▶ **WORK REQUEST**: The expected answer is the set of lines in the data below between the line holding "PR #3069, opened 2023-08-18" and the line holding "Allow only seeing", inclusive, written out exactly.
======== TASK DATA ========
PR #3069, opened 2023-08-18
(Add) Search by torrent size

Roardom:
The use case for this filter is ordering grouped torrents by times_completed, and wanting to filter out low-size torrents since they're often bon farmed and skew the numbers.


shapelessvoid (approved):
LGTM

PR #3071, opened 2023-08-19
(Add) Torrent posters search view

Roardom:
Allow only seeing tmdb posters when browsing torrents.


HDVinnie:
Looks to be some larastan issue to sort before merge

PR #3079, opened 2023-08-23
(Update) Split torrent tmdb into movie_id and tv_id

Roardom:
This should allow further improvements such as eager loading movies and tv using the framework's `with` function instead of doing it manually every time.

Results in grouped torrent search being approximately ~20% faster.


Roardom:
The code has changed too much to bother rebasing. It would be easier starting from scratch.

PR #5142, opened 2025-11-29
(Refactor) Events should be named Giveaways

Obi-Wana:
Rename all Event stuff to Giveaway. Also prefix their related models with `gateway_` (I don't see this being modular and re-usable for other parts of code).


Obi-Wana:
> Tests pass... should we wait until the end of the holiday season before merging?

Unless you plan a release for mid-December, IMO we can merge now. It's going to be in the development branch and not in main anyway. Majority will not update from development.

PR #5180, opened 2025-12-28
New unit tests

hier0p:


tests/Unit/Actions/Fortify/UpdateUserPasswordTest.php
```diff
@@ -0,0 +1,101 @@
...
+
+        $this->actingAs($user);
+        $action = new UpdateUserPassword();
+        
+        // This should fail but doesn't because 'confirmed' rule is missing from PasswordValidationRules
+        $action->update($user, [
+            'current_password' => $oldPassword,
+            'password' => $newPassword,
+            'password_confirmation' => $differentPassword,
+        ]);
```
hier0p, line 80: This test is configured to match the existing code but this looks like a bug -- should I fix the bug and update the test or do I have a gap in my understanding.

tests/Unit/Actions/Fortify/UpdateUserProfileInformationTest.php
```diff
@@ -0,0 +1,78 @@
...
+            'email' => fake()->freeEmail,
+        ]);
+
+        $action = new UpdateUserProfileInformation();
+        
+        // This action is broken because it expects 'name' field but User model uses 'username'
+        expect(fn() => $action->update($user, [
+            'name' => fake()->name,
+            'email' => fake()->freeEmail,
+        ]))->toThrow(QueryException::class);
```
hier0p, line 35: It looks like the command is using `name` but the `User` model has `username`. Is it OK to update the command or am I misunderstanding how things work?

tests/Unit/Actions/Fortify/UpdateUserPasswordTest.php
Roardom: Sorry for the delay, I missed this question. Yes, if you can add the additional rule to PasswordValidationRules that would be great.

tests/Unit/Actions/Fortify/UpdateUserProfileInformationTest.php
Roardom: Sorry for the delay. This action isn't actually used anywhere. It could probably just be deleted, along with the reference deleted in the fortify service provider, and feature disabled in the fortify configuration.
========
======== TASK DATA ========
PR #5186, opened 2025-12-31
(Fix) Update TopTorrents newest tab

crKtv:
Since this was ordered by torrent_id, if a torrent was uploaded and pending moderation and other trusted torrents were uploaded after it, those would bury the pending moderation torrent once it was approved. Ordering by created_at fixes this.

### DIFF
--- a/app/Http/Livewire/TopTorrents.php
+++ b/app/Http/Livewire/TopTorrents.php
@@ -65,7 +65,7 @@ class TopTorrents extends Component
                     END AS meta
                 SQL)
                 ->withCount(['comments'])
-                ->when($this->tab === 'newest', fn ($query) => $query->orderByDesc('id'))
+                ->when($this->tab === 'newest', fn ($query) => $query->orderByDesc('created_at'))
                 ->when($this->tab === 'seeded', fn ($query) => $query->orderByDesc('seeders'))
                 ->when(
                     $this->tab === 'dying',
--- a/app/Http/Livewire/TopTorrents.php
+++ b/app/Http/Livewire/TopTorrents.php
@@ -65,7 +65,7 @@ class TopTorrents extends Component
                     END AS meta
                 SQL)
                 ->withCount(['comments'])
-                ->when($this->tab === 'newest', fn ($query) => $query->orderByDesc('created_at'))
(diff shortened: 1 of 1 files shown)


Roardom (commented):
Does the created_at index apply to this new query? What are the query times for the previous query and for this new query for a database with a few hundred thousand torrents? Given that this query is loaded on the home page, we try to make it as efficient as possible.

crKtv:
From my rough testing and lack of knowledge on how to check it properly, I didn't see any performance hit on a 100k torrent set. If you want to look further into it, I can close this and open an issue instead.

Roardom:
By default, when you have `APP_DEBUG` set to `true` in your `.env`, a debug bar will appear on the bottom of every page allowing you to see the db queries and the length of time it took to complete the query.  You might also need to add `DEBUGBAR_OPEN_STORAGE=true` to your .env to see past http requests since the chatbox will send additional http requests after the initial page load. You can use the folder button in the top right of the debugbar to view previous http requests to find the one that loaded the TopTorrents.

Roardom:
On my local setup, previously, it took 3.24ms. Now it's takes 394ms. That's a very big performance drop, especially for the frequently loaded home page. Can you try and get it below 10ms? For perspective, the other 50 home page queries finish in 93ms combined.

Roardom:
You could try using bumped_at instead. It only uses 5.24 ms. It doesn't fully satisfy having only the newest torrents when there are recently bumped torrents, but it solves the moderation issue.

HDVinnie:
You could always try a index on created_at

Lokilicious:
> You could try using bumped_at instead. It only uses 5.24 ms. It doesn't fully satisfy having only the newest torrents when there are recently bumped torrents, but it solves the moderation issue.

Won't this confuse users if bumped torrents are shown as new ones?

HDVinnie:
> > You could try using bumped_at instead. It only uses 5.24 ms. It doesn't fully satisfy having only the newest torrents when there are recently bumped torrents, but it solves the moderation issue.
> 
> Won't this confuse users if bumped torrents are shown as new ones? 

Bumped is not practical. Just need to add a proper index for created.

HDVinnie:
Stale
========
======== TASK DATA ========
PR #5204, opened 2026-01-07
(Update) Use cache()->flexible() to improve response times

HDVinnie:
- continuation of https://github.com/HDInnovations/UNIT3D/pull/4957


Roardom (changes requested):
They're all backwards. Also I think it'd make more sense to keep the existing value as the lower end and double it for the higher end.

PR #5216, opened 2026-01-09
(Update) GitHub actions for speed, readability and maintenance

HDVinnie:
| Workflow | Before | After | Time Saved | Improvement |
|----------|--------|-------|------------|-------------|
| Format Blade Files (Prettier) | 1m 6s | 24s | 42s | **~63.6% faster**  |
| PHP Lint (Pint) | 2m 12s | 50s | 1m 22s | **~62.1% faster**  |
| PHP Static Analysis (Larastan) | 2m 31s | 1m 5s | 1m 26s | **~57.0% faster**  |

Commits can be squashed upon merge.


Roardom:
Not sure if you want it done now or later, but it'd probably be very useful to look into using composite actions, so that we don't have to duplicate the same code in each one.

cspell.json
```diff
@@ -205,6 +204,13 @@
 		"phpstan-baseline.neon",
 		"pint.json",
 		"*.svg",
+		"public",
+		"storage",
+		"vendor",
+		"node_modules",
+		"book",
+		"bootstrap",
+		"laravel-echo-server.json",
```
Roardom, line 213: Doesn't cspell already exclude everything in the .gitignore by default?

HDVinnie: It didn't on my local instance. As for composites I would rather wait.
========
▶ **WRITTEN REPLY**:
PR #3069, opened 2023-08-18
(Add) Search by torrent size

Roardom:
The use case for this filter is ordering grouped torrents by times_completed, and wanting to filter out low-size torrents since they're often bon farmed and skew the numbers.


shapelessvoid (approved):
LGTM

PR #3071, opened 2023-08-19
(Add) Torrent posters search view

Roardom:
Allow only seeing tmdb posters when browsing torrents.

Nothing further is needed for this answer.